New Orleans has a luxurious visit in store for any traveler, whether international jazz groupies, suburban fashionistas, families looking for a break from Disneyesque theme parks or the rural visitor in search of old city charm.
New Orleans has an abundance of Zen-like spas, champagne and chocolates at four star hotels and gustatory feasts at some of the world's most original and satisfying restaurants. New Orleans has it all: the funky, the retro, the southern, the edgy. . .basically, the cultural mix known to the globe's most international "it" cities.
The only question is how not to miss some hidden treasures while allowing the seductive slow pace of the city to take effect.
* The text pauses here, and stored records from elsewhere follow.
PR #5631, opened 2026-01-13
Fix JIT checks with object containing promise results

### LINKED ISSUE #5630: Object JIT erros when an async schema is found.
In this example the .$default() function makes the field accept `undefined` input and if it's `undefined` and a database connection was provided the check returns a promise result instead.

```ts
const User = z.table("user").fields({
  id: z.tuple([z.string(), z.string().$default(surql`rand::ulid()`)]),
});

const data = User.dto().decode(
  {
    id: User.record().fromId(["client"]),
  },
  { db: surreal },
);
```

Image

msanchezdev:
Fixes #5630

### DIFF
--- a/packages/zod/src/v4/core/schemas.ts
+++ b/packages/zod/src/v4/core/schemas.ts
@@ -1935,6 +1935,7 @@ export const $ZodObjectJIT: core.$constructor<$ZodObject> = /*@__PURE__*/ core.$
         return `shape[${k}]._zod.run({ value: input[${k}], issues: [] }, ctx)`;
       };
 
+      doc.write(`const promises = [];`);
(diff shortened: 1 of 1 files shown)


msanchezdev:
No review yet?

colinhacks:
Closing this. The JIT fastpass deliberately doesn't handle async — `parseAsync` already bypasses it and goes through `$ZodObject.parse`, which handles per-field promises correctly. All this PR actually improves is the error you get when you forget to call `parseAsync` on a schema with an async field, and that's not worth the bundle-size cost on a hot path we've worked to keep lean. The current `TypeError` plus a stack trace into the compiled body is enough signal for that case. There were also some minor perf regressions in the benchmarks.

The key: don't be a slave to the early return home. Stay a few extra days.
Most people do. More visitors to New Orleans stay extra days than most cities in America. In fact, a common theme among transplants to New Orleans is that they came here for Mardi Gras (substitute Jazz Fest, Halloween, Essence, or even just a Sugar Bowl game), and never went home.
So what to do with a few extra days in New Orleans? Try out these stress-free and luxurious strategies any local would recommend:
This is not lunch… this is a TGIF festival that welcomes long-standing tribes of the well coiffed, bejeweled and any visitor willing to don a jacket if you forgot one, supplied by this traditional, yet sophisticated Creole restaurant. Located in the 200 block of Bourbon Street, you can watch the street scene as people come and go, watch diners from walls covered in mirrors, lazily work your way from endless cocktails and appetizers, through the best trout almandine, pompano, soft shell crab or shrimp Clemenceau, capped by Café Brulot, a century old French concoction made with citrus fruits, liquor and dark roasted coffee. If you have friends in New Orleans, get their waiter's name to guarantee in-crowd treatment. Lunch should end as dinner begins: with a quieter, but no less charming collection of friends.
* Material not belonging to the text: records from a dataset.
PR #5632, opened 2026-01-14
fix: preserve context immutability in parse functions

### LINKED ISSUE #5466: Mutation of ctx param is unintuitive
Lines such as this in the zod codebase result in mutation of the passed context object.
```const ctx = _ctx ? Object.assign(_ctx, { direction: "backward" as const }) : { direction: "backward" as const };```

This causes weird issues if the same context object is used in multiple calls.

E.g.

```
const myOptions = { reportInput: true } as const;
z.decode(stringToDateCodec, someDateString, myOptions);
z.decode(stringToDateCodec, someOtherDateString, myOptions);
```

In my particular case it was causing a later decode call to run in reverse which passed a string to the encode function instead of a date.

The reason I am sharing an options object is because i'm trying to mimic global reportInput: true by simply passing it explicity in each call.

### PR DESCRIPTION
**Pull request by bgk614**
## Summary
Fixes mutation of user-provided `ctx` parameter in parse functions by replacing `Object.assign` with object spread syntax.

## Problem
Using `Object.assign(_ctx, {…})` mutates the original context object passed by the user.

**Before Example:**
```ts
const ctx: schemas.ParseContextInternal = _ctx ? Object.assign(_ctx, { async: false }) : { async: false };
```
**After Example:**
```ts
const ctx: schemas.ParseContextInternal = _ctx ? { ..._ctx, async: false } : { async: false };
```

## Affected Functions
- _parse
- _parseAsync
- _safeParseAsync
- _encode
- _encodeAsync
- _safeEncode
- _safeEncodeAsync

Note: `_safeParse` already used spread operator.

## Changes
- `packages/zod/src/v4/core/parse.ts` - Replace Object.assign with spread operator
- `packages/zod/src/v4/classic/tests/codec.test.ts` - Add context immutability tests

Fixes #5466

### DIFF
--- a/packages/zod/src/v4/classic/tests/codec.test.ts
+++ b/packages/zod/src/v4/classic/tests/codec.test.ts
@@ -1,4 +1,4 @@
-import { expect, expectTypeOf, test } from "vitest";
+import { describe, expect, expectTypeOf, test } from "vitest";
 import * as z from "zod/v4";
 
 const isoDateCodec = z.codec(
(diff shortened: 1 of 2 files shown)


colinhacks:
Good fix. The object.assign approach benchmarked faster at some point, but I'm not able to reproduce that. And using spread here is a lot faster (30ish%) when an options object is actually specified. Since there seems to be no more performance advantage I'll happily take this correctness win.

colinhacks:
Landed in Zod 4.4

PR #5636, opened 2026-01-14
fix: check `refSeen.def` when flattening ref

ahmedriad1:
Fixes #5635

PR #5638, opened 2026-01-15
Avoid non null assertion in toJSONSchema

samchungy:
Howdy doody, this little line is throwing and reported via one of my repos.

Minimal Repro:

```ts
import * as z from 'zod';

console.log(
  z.toJSONSchema(
    z
      .string()
      .meta({ id: 'foo', description: 'foo' })
      .describe('bar')
      .optional(),
  ),
);
```

To be honest, I haven't taken too much time to understand what this bit of code is doing but adding a conditional before seems to work.

Resolves https://github.com/samchungy/fastify-zod-openapi/issues/352

### DIFF
--- a/packages/zod/src/v4/classic/tests/to-json-schema.test.ts
+++ b/packages/zod/src/v4/classic/tests/to-json-schema.test.ts
@@ -2491,6 +2491,21 @@ test("_ref", () => {
       "type": "string",
     }
   `);
+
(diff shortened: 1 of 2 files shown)


dan-lee:
We are also seeing this error, would be great if fixed.

Found similar PRs: https://github.com/colinhacks/zod/pull/5639 https://github.com/colinhacks/zod/pull/5644 https://github.com/colinhacks/zod/pull/5636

Of course, Fridays are not the only day to take a slow lunch, and Galatoire's is not the only restaurant that welcomes hilarity followed by sated lingering. This is lunch as you imagined European bohemians might have enjoyed it – right here in America, easily accessible by an average 2- to 3-hour direct flight from almost anywhere in the country.
Antoine's is the grand dame of New Orleans restaurant/clubs. Reserve the 1840 room for intimate elegance and cigars with your coffee; or the Rex room where carnival kings and queens dine, or just hang out in the crystalline front parlor and watch everyone come and go. There are almost no restaurants in America left that offer this 19th century style dining luxury. Enjoy it while it lasts. Prepare by reading Frances Parkinson Keyes' book "Dinner at Antoine's". Follow lunch by window shopping the beautiful antiques shops in the neighborhood.
It's a toss up: luxuriate between the sheets, check out the freshest regional foods in town, or be pampered at any one of a half dozen elegant urban spas?
Whether a cottage with a private garden in the quarter, or a river view room from a high rise, it is hard to find many American cities with more beautiful bedrooms than New Orleans. Many offer plantation antique teester beds in which you can imagine arising to dress in a hoop skirted dress with puffy sleeves. Others are right up to the edge of chic modernist retreats. Bed and breakfasts are scattered throughout the city's neighborhoods and historic districts.
But the streets of New Orleans will call you…to the farmers' market in the heart of the city's Warehouse/Arts district. There you can find bottles of Louisiana fig, strawberry or muscadine grape jams, spicy flavored vinegars and olive oils to take home, or a bag of satsumas for a quick bite of tart yet mellow citrus fruit unlike any you've had before. Old roses cut that morning in neighborhood gardens around the city will make a fragrant bedside bouquet. Here you can observe the shopping habits of natives looking for fresh raviolis, breads and pastries, or beautiful soft shell crabs still kicking in the bucket.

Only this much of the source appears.